Rain, sweat and extra security as Carnival fills Rio

RIO DE JANEIRO, Marc Burleigh- Revelry took over Rio's streets Saturday as Carnival kicked into high gear, while extra police ensured the safety of those participating in the event billed as the Greatest Party on Earth.
A light rain did nothing to dampen the festive spirit, serving more as a refreshing cool-down for bodies worked into a sweat as they danced and gyrated in the numerous "blocos," or street parties.
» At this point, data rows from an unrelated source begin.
PR #855, opened 2026-08-03
chore: pin dcmqi conversion image to v1.5.6

atriaybagur:
One-line follow-up to the post-approval review note on #817 ([thread](https://github.com/londonaicentre/FLIP/pull/817#discussion_r3694795309)): the demo DICOM-SEG conversion image `DCMQI_IMAGE` in `flip-api/tests/xnat_seg_upload.py` was `qiicr/dcmqi:latest` — inconsistent with the pinned `CYPRESS_IMAGE` in the same PR, and an unpinned conversion image could silently change DICOM-SEG output between recordings.

Pins the default to the current stable release `qiicr/dcmqi:v1.5.6`. Per-run override remains available via `--dcmqi-image`.

**Verification of the pinned image:** `v1.5.6` was exercised through the module's own `_run_dcmqi` invocation (same entrypoint + `--user uid:gid` shape) on dcmqi's upstream matched test data (`data/segmentations/ct-3slice` + liver SEG re-extracted to NIfTI via `segimage2itkimage -t nii`): it produced a valid DICOM-SEG (DICM preamble, 102 KB). Note the previously-cached `latest` the recordings ran was `v1.5.6-2-gb6137d9` (two commits past the tag), so the pin is a no-op in practice today — it just stops future silent drift.

The other item in that note (zip-slip on `zf.extractall`) was verified n/a: CPython's `ZipFile.extract`/`extractall` strips absolute paths and removes `..` components from member names, so no guard is needed — see the thread for the empirical check.

### DIFF
--- a/flip-api/tests/xnat_seg_upload.py
+++ b/flip-api/tests/xnat_seg_upload.py
@@ -48,7 +48,7 @@ import requests
 # Both dev trust XNATs. IPv4 literals on purpose: the XNAT ports are published by Docker
 # Swarm ingress, which accepts but never answers ::1, and localhost resolves there first.
 DEFAULT_XNAT_URLS = ("http://127.0.0.1:8104", "http://127.0.0.1:8106")
-DCMQI_IMAGE = "qiicr/dcmqi:latest"
+DCMQI_IMAGE = "qiicr/dcmqi:v1.5.6"
 ROI_COLLECTION_TYPE = "icr:roiCollectionData"
 
 


flip-api/tests/xnat_seg_upload.py
```diff
@@ -48,7 +48,7 @@
 # Both dev trust XNATs. IPv4 literals on purpose: the XNAT ports are published by Docker
 # Swarm ingress, which accepts but never answers ::1, and localhost resolves there first.
 DEFAULT_XNAT_URLS = ("http://127.0.0.1:8104", "http://127.0.0.1:8106")
-DCMQI_IMAGE = "qiicr/dcmqi:latest"
+DCMQI_IMAGE = "qiicr/dcmqi:v1.5.6"
```
garciadias, line 51: Nice catch pinning this — good follow-up to the #817 review note, and thanks for independently verifying the new tag against dcmqi's own upstream test data. One small optional thought: `v1.5.6` is a mutable registry tag, so it doesn't give quite the same immutability guarantee as pinning by digest. Not a blocker for a local dev tool, especially given the drift-risk analysis in the PR description.

Optional: if stronger immutability is ever wanted, pin `DCMQI_IMAGE` by `@sha256:<digest>` instead of the `v1.5.6` tag.

garciadias (changes requested):
The code change itself is correct, minimal, and independently verified — pinning `DCMQI_IMAGE` to `qiicr/dcmqi:v1.5.6` closes out a specific review item from #817, the tag exists and is current, and the `--dcmqi-image` override is preserved.

The one blocking ask is the PR title, which is an exact copy of #817's title ("feat: scripted end-to-end demo video recorder...") and doesn't describe this one-line follow-up at all. If this merges via squash, that title becomes the commit message on `develop`, mislabeling a one-line `chore` as a duplicate large `feat` entry. Could you rename the title to match the underlying commit, e.g. `chore: pin dcmqi conversion image to v1.5.6`? Happy to re-review once that's updated.

flip-api/tests/xnat_seg_upload.py
atriaybagur: Thanks — the blocking ask is done: the PR title is now `chore: pin dcmqi conversion image to v1.5.6`, so a squash merge lands an accurate one-line `chore` on `develop` instead of a duplicate of #817's `feat` title. No code change was needed; the diff is still the single `DCMQI_IMAGE` pin.

One thing to flag on this inline comment: its body posted as a bare local path (`@/tmp/claude-1000/.../pr_reviews/855/comment1.md`) rather than the comment text, so I can't see what it said. If it raised something beyond the title, could you re-post it? Otherwise I've treated the title rename as the full ask.

Re-requesting review.

---

garciadias: Apologies — that was a bug in my own tooling, not GitHub: the shell syntax I used to pull comment bodies from a file (`-f body=@path`) doesn't trigger the file-read behaviour `gh api`'s JSON fields expect, so it posted the literal path string instead of the review text. Fixed now — this comment has been edited in place with the actual content above. Thanks for flagging it so quickly.

garciadias (approved):
Re-reviewed after the latest push (`0f96164`) — the `DCMQI_IMAGE` pin is correctly applied at line 51. No new issues.

Approving.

Rain, sweat and extra security as Carnival fills Rio
The monster of all the blocos, the Bloco Bola Preta, filled the center of Rio with a motley crowd of up to two million people wearing all manner of garb -- or in many cases, little at all.
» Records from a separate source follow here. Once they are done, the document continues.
Issue #863, opened 2026-08-03
Drop orthanc DAC_OVERRIDE/FOWNER compat caps once all trusts run the non-root image


atriaybagur:
## Description

PR #822 grants `DAC_OVERRIDE` + `FOWNER` to the orthanc service in `trust/deploy/compose_trust.production.yml` purely for **legacy root-image compatibility**: a pre-hardening orthanc image runs its entrypoint as root, and `cap_drop: ALL` strips root's implicit DAC bypass (hostid write) and FOWNER (plugin symlink fixup), crash-looping the PACS. The current in-tree image runs `USER orthanc` (uid 999) from PID 1, so the caps are inert for it — Docker grants effective capabilities only to root.

The stale-image scenario exists because the production trust compose has no `pull_policy: always`: `docker compose up` after a compose update reuses whatever orthanc image the host already has. Once every trust host is confirmed to be running the non-root orthanc image, the compat caps serve no purpose and should be dropped to restore the minimal `CHOWN`-only grant documented as the baseline.

## Acceptance criteria

- [ ] Every registered trust host (EC2 and on-prem) confirmed running an orthanc image at or after the non-root hardening (`USER orthanc`, uid 999).
- [ ] `DAC_OVERRIDE` and `FOWNER` removed from the orthanc service in `trust/deploy/compose_trust.production.yml`.
- [ ] The orthanc row of the capability table in `deploy/README.md` restored to the `CHOWN`-only baseline rationale.

## Technical considerations

- Verification per trust: `docker inspect --format '{{.Config.User}}' $(docker ps -qf name=orthanc)` (or check the image digest against GHCR) via SSM on EC2 hosts; on-prem operators confirm out-of-band.
- Alternative considered in the #822 review: `pull_policy: always` on the prod orthanc service would eliminate the stale-image class entirely, at the cost of a registry dependency at container-recreate time.

PR #865, opened 2026-08-03
Harden XNAT configuration on both deployments: fail loud on config API errors (Compose + Kubernetes), drop PACS_DICOM_PORT indirection

### LINKED ISSUE #862: Harden configure-xnat.sh: fail loud on XNAT config API errors, drop PACS_DICOM_PORT indirection
## Description

Follow-up from the PR #822 review round. `trust/xnat/xnat/config/configure-xnat.sh` drives every XNAT configuration call with bare `curl -s`, which exits 0 on HTTP errors — so any rejected call (bad payload, auth failure, plugin regression) silently skips that configuration step. That is exactly how the empty-`PACS_DICOM_PORT` bug fixed by #822 stayed invisible: the `/xapi/pacs` registration payload was invalid JSON, XNAT rejected it, and DICOM imports later failed with `QueueFailed` because no PACS was ever registered. #822 fixed that one trigger, not the silence itself.

A second trap remains: the registration interpolates `${PACS_DICOM_PORT}` as the port XNAT dials Orthanc on over the Docker network, but the variable is nominally the *host-published* DICOM port (its `"${PACS_DICOM_PORT}:4242"` host mappings are commented out in every compose file — dead code). Orthanc's container port is fixed at 4242, and XNAT reaches it by service name (`ORTHANC_HOST="orthanc"`), so any kit that sets the var to anything other than 4242 silently breaks PACS registration.

The sibling script `configure-dcm2niix.sh` already solved both classes of problem with its `xnat_curl()` fail-loud helper (2xx-or-abort, transport-failure handling, bounded wait-for-XNAT).

## Acceptance criteria

- [ ] `configure-xnat.sh` fails loudly (non-zero exit, status + response body on stderr) when an XNAT configuration call returns a non-2xx response, instead of continuing silently.
- [ ] The `/xapi/pacs` registration uses Orthanc's fixed container port 4242 directly, removing the `PACS_DICOM_PORT` indirection from the script.
- [ ] The wait-for-XNAT loop is wall-clock bounded (matching `configure-dcm2niix.sh`) instead of printing dots forever against a dead XNAT.
- [ ] The PACS availability-interval loop tolerates XNAT's 400 "probable overlap with existing interval" response (observed on XNAT 1.10 + DQR 3.0.0 — DQR appears to pre-create intervals) without failing the deploy.
- [ ] A fresh XNAT bring-up (`make -C trust/xnat up`) completes with the hardened script.

## Technical considerations

- Mirror `xnat_curl()` from `configure-dcm2niix.sh`, but take credentials per call — `configure-xnat.sh` uses the initial admin password for its first two calls and the rotated one afterwards.
- The idempotency short-circuit at the top of the script already checks status codes explicitly and must keep tolerating non-200s.
- `PACS_DICOM_PORT` env plumbing in `trust/xnat/docker-compose-stack.yml` becomes dead once the script stops reading it, but that line is being changed by #822 — remove the plumbing (and the commented-out host mappings) in a follow-up after #822 merges, to avoid a conflicted PR.
- The Kubernetes provider (`deploy/providers/kubernetes/templates/xnat-init-job.yaml`) has its own wget-based variant with the same silent-failure pattern and the same `PACS_DICOM_PORT` trap (defaulted to 4242 there); parity hardening can follow separately.

atriaybagur:
# Description

Follow-up to the PR #822 review round, which fixed one trigger of a silent XNAT PACS registration failure but left the silence itself in place. Hardens **both** deployments that configure XNAT — the Compose/Swarm `configure-xnat.sh` and the Kubernetes chart's `xnat-init-job.yaml`.

## Compose / Swarm — `configure-xnat.sh`

Every XNAT configuration call in `configure-xnat.sh` was a bare `curl -s`, which exits 0 on HTTP errors — a rejected call silently skipped that configuration step. This PR ports the `xnat_curl()` fail-loud helper from the sibling `configure-dcm2niix.sh` (2xx-or-abort, transport-failure handling, bounded wait-for-XNAT) and applies it to every configuration call, so a rejected call now aborts the deploy with the HTTP status and response body. Failure output scrubs the values following `-u`/`-d`/`--data-binary`, so credentials and password-bearing payloads never reach the tee'd configure log.

It also removes the `PACS_DICOM_PORT` trap: the `/xapi/pacs` registration now uses Orthanc's fixed container port `4242` directly. XNAT dials Orthanc by Docker-network service name, so the container port is the only correct value — the variable was nominally the *host-published* DICOM port (its `"${PACS_DICOM_PORT}:4242"` mappings are commented out in every compose file), and any kit setting it to anything else silently broke registration. Required env vars are also guarded with `:?` (empty-var-into-JSON is the #822 failure mode generalised).

Making the script strict surfaced a real behaviour: the idempotency short-circuit never fires when the admin password equals the initial one (the dev kits do this), so the script fully re-runs on every `make up-trust` and previously "worked" only because duplicate-key errors were silent. The conflict-prone calls now carry explicit already-configured guards:

- service-account creation tolerates XNAT's specific 409 ("resource … already exists");
- PACS registration is check-then-create by aeTitle (a duplicate registration surfaces as an unspecific 500 DB-constraint error, so a status-code tolerance would mask real failures);
- availability intervals tolerate the 400 "probable overlap with existing interval" that DQR returns for already-scheduled days (observed on XNAT 1.10 + DQR 3.0.0 — DQR appears to pre-create intervals at PACS registration, which also explains the old "not sure if this is working" comment).

## Kubernetes — `xnat-init-job.yaml`

Originally left as a follow-up. Testing showed the gap was not cosmetic: **the chart does not use `configure-xnat.sh` at all** — it configures XNAT from its own inline scripts, where every call was `curl … || true` — so the Compose-side fix reached none of the Kubernetes deployment. (The chart also ships a second, unused copy of a `configure-xnat.sh` in an `-xnat-scripts` ConfigMap that no pod mounts.) This PR brings it to parity:

- the same `xnat_curl` wrapper (2xx-or-abort, secrets/JSESSIONID scrubbed) in the `configure-xnat-web` and `configure-dcm2niix` containers;
- both readiness loops now actually wait. `set -e` aborts on a failing command substitution, so the first probe against a still-booting Tomcat killed the container — **no cold `helm install` with `xnat.enabled=true` could succeed**. Each loop now also fails loudly on timeout instead of falling through into an opaque downstream error;
- the same idempotency guards as the Compose script (PACS check-then-create, 400-overlap tolerated).

**This surfaced a real bug the silence was hiding.** The chart never granted the admin account the `ContainerManager` role, which Container Service ≥ 3.7.0 requires for `/xapi/docker/server` and `/xapi/commands` (the Compose script has always granted it). Both calls returned 401/403 and, being `|| true`, the Job still exited **0 with dcm2niix silently unregistered** — i.e. a "successfully configured" Kubernetes trust with no DICOM→NIfTI conversion, which would surface much later as `num_samples=0` at training. Verified it was authorization and not a race: `/xapi/siteConfig` returned 200 with the same credentials while `/xapi/docker/server` failed. The role is now granted, `configure-dcm2niix` waits for it, and the failure modes are loud. Documented in `deploy/providers/kubernetes/TROUBLESHOOTING.md` §2.3a with a repair recipe for clusters configured by an older chart.

## Linked Issues

Closes #862. Sibling follow-up from the same review round: #863 (drop the orthanc compat caps once all trusts run the non-root image).

## Checklist

- [x] Updates documentation

## Type of Change

- [x] Documentation updated (`trust/xnat/README.md`, `deploy/providers/kubernetes/TROUBLESHOOTING.md`).

### Compose / Swarm — fresh bring-up (the former draft blocker) ✅

Both dev trusts torn down, data dirs wiped and rebuilt from this branch, so `configure-xnat.sh` ran **first-configuration against a virgin XNAT** (not just re-run mode):

- `make up-xnat KIT=GSTT` — exit 0. Site activated, admin password rotated, service account created, PACS registered with `queryRetrievePort: 4242`, DQR-aware `dqrObjectIdentifier` SCP receiver installed, site anonymisation enabled, all 7 availability days accepted, dcm2niix registered and validated.
- `make up-xnat KIT=KCH` — exit 0, same result.
- **Re-run** on the already-configured GSTT instance — exit 0 with every idempotency guard firing: `Service account already exists (HTTP 409)`, `PACS 'ORTHANC' already registered`, and `Availability interval for <DAY> already exists (HTTP 400 overlap)` ×7.

The strictness caught a genuine fault during this run: with an empty bind-mounted `plugins/` directory shadowing the image's baked plugins, XNAT came up with **no DQR plugin** and the script aborted on `POST /xapi/dqr/settings` → 404. The old `curl -s` would have reported "XNAT configuration complete!" on an XNAT that cannot pull DICOM at all — exactly the failure class this PR is about.

### End-to-end smoke through the freshly configured XNATs ✅

`make e2e_smoke` run on **both FL backends** against both trusts, through the XNATs configured by this branch's script:

| Backend | Result | Model | Final status |
| --- | --- | --- | --- |
| Flower | **PASS** (exit 0) | `0c070b3a` | `RESULTS_UPLOADED` + artefact downloaded |
| NVFLARE | **PASS** (exit 0) | `38dc76b3` | `RESULTS_UPLOADED` + artefact downloaded |

Both ran on project `b6ee092c`: cohort returned from GSTT + KCH, model uploaded and scanned, DICOM pull completed **300/300 studies on both trusts**, federated training converged, results uploaded and downloaded. The NVFLARE leg reused the same project via `--project-id`, so the pull was not repeated (backend switched with `make restart-fl FL_BACKEND=nvflare`).

The pull is the part that depends on this PR: it exercises the PACS registration on port 4242, the DQR-aware `dqrObjectIdentifier` receiver and `directArchive`, all written by this script onto a wiped XNAT.

### Kubernetes — verified live on kind ✅

Chart installed with `xnat.enabled=true` (which CI does not exercise — `ci/test-values.yaml` sets it `false`):

- **cold `helm install`** succeeds with the init job as a real post-install hook (impossible before the readiness-loop fix);
- **`helm upgrade`** re-fires the hook idempotently (REVISION 2, "Upgrade complete");
- resulting XNAT probed directly rather than trusting the Job's exit code: admin roles include `ContainerManager`, PACS `ORTHANC` on host `orthanc` port `4242`, SCP receiver `dqrObjectIdentifier` with `customProcessing`/`directArchive`/anon, `dcm2niix` command registered with the `dcm2niix-scan` wrapper, Container Service backend registered, site initialised, anonymisation enabled, DQR settings applied;
- `helm lint` clean, chart tests pass (11 passed).

### Static ✅

`bash -n` + `shellcheck -S warning` clean on `configure-xnat.sh`. `shellcheck -s sh` clean on both rendered init-job scripts (only pre-existing `local`/`pipefail` POSIX-strictness notes, both supported by busybox ash). Helper semantics proven in `alpine:3.20`/busybox ash: 2xx returns the body, non-2xx and transport failures return non-zero and abort at the call site under `set -e`, and credentials, payloads and JSESSIONIDs are redacted from error output.

## Additional Notes

- Deliberately **not** touching `trust/xnat/docker-compose-stack.yml` (the now-inert `PACS_DICOM_PORT` env plumbing) — #822 edits that exact line, and changing it here would conflict. Once #822 merges, the env entry and the commented-out host port mappings can be dropped in a tiny cleanup (noted on #862).
- **Conflict warning:** this branch's activation `POST /xapi/siteConfig` sends only `{"initialized": true}`. PR #849 edits that exact call to also set `siteUrl` (its XNAT 1.10 regression fix). Whichever lands second will need a manual merge of that hunk.
- The re-run path still deletes + recreates the XNAT SCP receiver each time — pre-existing behaviour, unchanged.
- Unrelated pre-existing issue seen while testing on kind: the chart's `imaging-import-worker` crashloops (exit 100) with every diagnostic sent to `/dev/null`, so the cause is unobservable. Not touched here; worth its own issue.

## Acceptance Criteria

*Imported from issue #862*

- [x] `configure-xnat.sh` fails loudly (non-zero exit, status + response body on stderr) when an XNAT configuration call returns a non-2xx response, instead of continuing silently.
- [x] The `/xapi/pacs` registration uses Orthanc's fixed container port 4242 directly, removing the `PACS_DICOM_PORT` indirection from the script.
- [x] The wait-for-XNAT loop is wall-clock bounded (matching `configure-dcm2niix.sh`) instead of printing dots forever against a dead XNAT.
- [x] The PACS availability-interval loop tolerates XNAT's 400 "probable overlap with existing interval" response (observed on XNAT 1.10 + DQR 3.0.0 — DQR appears to pre-create intervals) without failing the deploy.
- [x] A fresh XNAT bring-up (`make -C trust/xnat up`) completes with the hardened script.

### DIFF
--- a/deploy/providers/kubernetes/TROUBLESHOOTING.md
+++ b/deploy/providers/kubernetes/TROUBLESHOOTING.md
@@ -12,6 +12,7 @@ services, with a focus on the XNAT DICOM import pipeline.
    - [2.1 PacsNotStorableException — destination AE/port mismatch](#21-pacsnotstorableexception--destination-aeport-mismatch)
    - [2.2 Studies Received but Land in the Unassigned Prearchive](#22-studies-received-but-land-in-the-unassigned-prearchive)
    - [2.3 imaging-api Gets 401 from XNAT (flipServiceAccount)](#23-imaging-api-gets-401-from-xnat-flipserviceaccount)
+   - [2.3a dcm2niix Never Registered (admin missing ContainerManager)](#23a-dcm2niix-never-registered-admin-missing-containermanager)
    - [2.4 Forcing a Re-pull (status stuck on "Processing")](#24-forcing-a-re-pull-status-stuck-on-processing)
    - [2.5 Running the Imaging Import Worker Manually](#25-running-the-imaging-import-worker-manually)
    - [2.6 C-MOVE Testing from the DCMTK Pod](#26-c-move-testing-from-the-dcmtk-pod)
@@ -237,6 +238,38 @@ kubectl exec -n flip-trust "$XNAT_POD" -- \
 
 Verify: `curl -u flipServiceAccount:<pass> http://localhost:8080/xapi/users/flipServiceAccount`
 from inside the pod should return 200.
+
+### 2.3a dcm2niix Never Registered (admin missing ContainerManager)
+
+**Symptom:** Studies pull and archive fine, but no NIfTI is ever produced, so
+FL training sees `num_samples=0`. `GET /xapi/commands?name=dcm2niix` returns
+`[]` and `GET /xapi/docker/server` 500s — yet the `xnat-init` Job reported
+**success**.
+
+**Root Cause:** Container Service >= 3.7.0 requires the `ContainerManager` role
+for `/xapi/docker/server` and `/xapi/commands`. The Compose deploy's
+`trust/xnat/xnat/config/configure-xnat.sh` grants it to the admin account; the
+chart's init job did not, so those two calls returned 401/403. Because every
+call in the `configure-dcm2niix` container was `|| true` (or warn-only), the
+Job still exited 0 with dcm2niix silently unregistered — the same
+silent-failure class as FLIP#822 / FLIP#862.
+
+**Fix:** Both are now handled by `xnat-init-job.yaml`: `configure-xnat-web`
+grants the role, and `configure-dcm2niix` waits for it and then fails loudly
+rather than swallowing the error. To repair a cluster configured by an older
+chart:
+
+```bash
+kubectl exec -n flip-trust "$XNAT_POD" -- \
+  curl -s -X PUT -u admin:<admin-pass> -H "accept: application/json" \
+  http://localhost:8080/xapi/users/admin/roles/ContainerManager
+```
+
+Then re-run the init job (`helm upgrade` re-fires the post-install hook).
+Verify: `curl -s -u admin:<pass> http://localhost:8080/xapi/users/admin/roles/`
+must include `ContainerManager`, and
+`curl -s -u admin:<pass> "http://localhost:8080/xapi/commands?name=dcm2niix"`
+must return a command with a `dcm2niix-scan` wrapper.
 
 ### 2.4 Forcing a Re-pull (status stuck on "Processing")
 
--- a/deploy/providers/kubernetes/templates/xnat-init-job.yaml
+++ b/deploy/providers/kubernetes/templates/xnat-init-job.yaml
@@ -95,15 +95,91 @@ spec:
               XNAT_URL="http://xnat-web:8080"
               ADMIN_USER="{{ .Values.xnat.web.adminUser }}"
               ADMIN_PASS="${XNAT_ADMIN_PASS}"
+
+              # Scrub secrets out of anything echoed on failure: the value
+              # following -u (credentials) or -d/--data-binary (payloads carry
+              # the admin and service passwords) must never reach the pod log,
+              # and neither must a live JSESSIONID.
+              scrub_args() {
+                local redact_next=""
+                local arg
+                local out=""
+                for arg in "$@"; do
+                  if [ -n "$redact_next" ]; then
+                    out="$out <redacted>"
+                    redact_next=""
+                  elif [ "$arg" = "-u" ] || [ "$arg" = "-d" ] || [ "$arg" = "--data-binary" ]; then
+                    out="$out $arg"
+                    redact_next=1
+                  else
+                    out="$out $arg"
+                  fi
+                done
+                printf '%s' "${out# }" | sed 's/JSESSIONID=[^ ]*/JSESSIONID=<redacted>/g'
+              }
+
+              # Fail-loud wrapper for XNAT's REST API — the Kubernetes
+              # counterpart of xnat_curl in trust/xnat/xnat/config/configure-xnat.sh
+              # (FLIP#862). Bare `curl -s` exits 0 on HTTP errors, so every
+              # configuration call below used to be swallowed by `|| true` and
+              # this Job reported success on a half-configured XNAT — the same
+              # silent-failure class as the unregistered-PACS bug (FLIP#822).
+              # On 2xx, emits the response body on stdout. On anything else —
+              # or a curl transport failure — reports the (scrubbed) request and
+              # the response body on stderr and returns non-zero, which `set -e`
+              # turns into an abort at the call site.
+              xnat_curl() {
+                local response
+                local status
+                local body
+                local curl_exit=0
+                response=$(curl -sS --connect-timeout 10 --max-time 120 -w '\n%{http_code}' "$@") || curl_exit=$?
+                if [ "$curl_exit" -ne 0 ]; then
+                  echo "ERROR: curl transport failure (exit $curl_exit)" >&2
+                  echo "  args: $(scrub_args "$@")" >&2
+                  return 1
+                fi
+                # Strip CRs so a middlebox emitting \r\n line endings cannot
+                # make the status guard fail on an invisible character.
+                status=$(printf '%s' "$response" | tail -n1 | tr -d '\r')
+                body=$(printf '%s' "$response" | sed '$d' | tr -d '\r')
+                # Fail closed: anything other than a literal 2xx status line
+                # (including an empty or non-numeric one) is an error.
+                case "$status" in
+                  2[0-9][0-9]) ;;
+                  *)
+                    echo "ERROR: XNAT request failed with HTTP $status" >&2
+                    echo "  args: $(scrub_args "$@")" >&2
+                    echo "  body: $body" >&2
+                    return 1
+                    ;;
+                esac
+                if [ -n "$body" ]; then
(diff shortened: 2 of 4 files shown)


atriaybagur:
Out of draft — the fresh-XNAT bring-up this was waiting on is done, and the scope now covers the Kubernetes path too.

**Compose/Swarm.** Both dev trusts torn down, data dirs wiped, XNAT rebuilt from this branch so `configure-xnat.sh` ran **first-configuration against a virgin XNAT** on each: GSTT exit 0, KCH exit 0. Re-run on the already-configured GSTT also exit 0, with every idempotency guard firing (409 service account, PACS-exists, 400 availability overlap x7).

The strictness earned its keep during testing: an empty bind-mounted `plugins/` dir shadowed the image's baked plugins, XNAT came up with **no DQR plugin**, and the script aborted on `POST /xapi/dqr/settings` -> 404. The old `curl -s` would have printed "XNAT configuration complete!" on an XNAT that cannot pull DICOM at all.

**Kubernetes.** Originally deferred to a follow-up, but testing showed the chart doesn't use `configure-xnat.sh` at all — it has its own inline `curl ... || true` scripts, so the Compose fix reached none of it. Porting the helper surfaced a real bug: the chart never granted the admin account `ContainerManager`, which Container Service >= 3.7.0 requires, so `/xapi/docker/server` and `/xapi/commands` returned 401/403 and the Job still exited **0 with dcm2niix silently unregistered** — a "successfully configured" trust with no DICOM->NIfTI conversion. Confirmed authorization rather than a race (`/xapi/siteConfig` returned 200 on the same credentials). Verified on kind: cold `helm install` now succeeds as a post-install hook (previously impossible — the readiness loop died on its first curl under `set -e`), `helm upgrade` re-fires it idempotently, and the resulting XNAT was probed directly rather than trusting the Job's exit code.

**End-to-end.** `make e2e_smoke` passed on **both FL backends** through the freshly configured XNATs — Flower and NVFLARE, both `RESULTS_UPLOADED`, 300/300 studies pulled on both trusts, NVFLARE reusing the same project so the pull wasn't repeated.

Full CI roster green (30 checks: 29 pass, 1 skip).

One merge-order note: this branch's activation POST sends only `{"initialized": true}`, while #849 edits that same call to add `siteUrl`. Whichever lands second needs a manual merge of that hunk.

@garciadias over to you.

garciadias (approved):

"Everybody is mixing here. There's no class differences. None. Everybody is here with the same plan, to have fun," said one young woman sporting Elton John-style oversized yellow sunglasses and a bouffant Afro wig.
Throughout the city, nearly 800,000 tourists, Brazilian and foreign, were taking part in the extravaganza alongside most of Rio's population of six million, turning the place into bohemian sprawl buoyed by high-decibel samba music.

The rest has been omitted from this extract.